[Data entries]

PR #2137, opened 2021-03-17
add client properties to plugins

dersimn:
## Before

Before it was not possible to obtain client information from within a message callback, see [example repository](https://github.com/dersimn/mosquitto-plugin-sandbox/tree/master):

```c
static int callback_message(int event, void *event_data, void *userdata) {
	struct mosquitto_evt_message *ed = (mosquitto_evt_message*)event_data;

	/*
		For some reason struct obtained with this 'Hack' is shifted.
		Maybe lib/mosquitto_internal.h -> stuct mosquitto is compiled with different preprocessor ifdefs?
	*/
	printf("by-struct id: %s\n", ed->client->id);                   // prints IP address
	printf("by-struct username: %s\n", ed->client->username);	// prints client id
	printf("by-struct password: %s\n", ed->client->password);	// prints username
	
	// workaround: Find base by tria & error:
	char **base = &ed->client->id;

	printf("by-base address: %s\n", base[0]);
	printf("by-base id: %s\n", base[1]);
	printf("by-base username: %s\n", base[2]);
	printf("by-base password: %s\n", base[3]);

	printf("payload: '%.*s'\n", ed->payloadlen, (char *)ed->payload);

	return MOSQ_ERR_SUCCESS;
}

// ...

mosquitto_callback_register(mosq_pid, MOSQ_EVT_MESSAGE, callback_message, NULL, NULL);
```

Output:
```
by-struct id: 192.168.161.1
by-struct username: someClient
by-struct password: someUser
by-base address: 192.168.161.1
by-base id: someClient
by-base username: someUser
by-base password: somePassword
payload: 'someMessage'
```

◆ Your task
When a line above includes the word "password", please list that line.

◆ Exercise result
	printf("by-struct password: %s\n", ed->client->password);	// prints username
	printf("by-base password: %s\n", base[3]);
by-struct password: someUser
by-base password: somePassword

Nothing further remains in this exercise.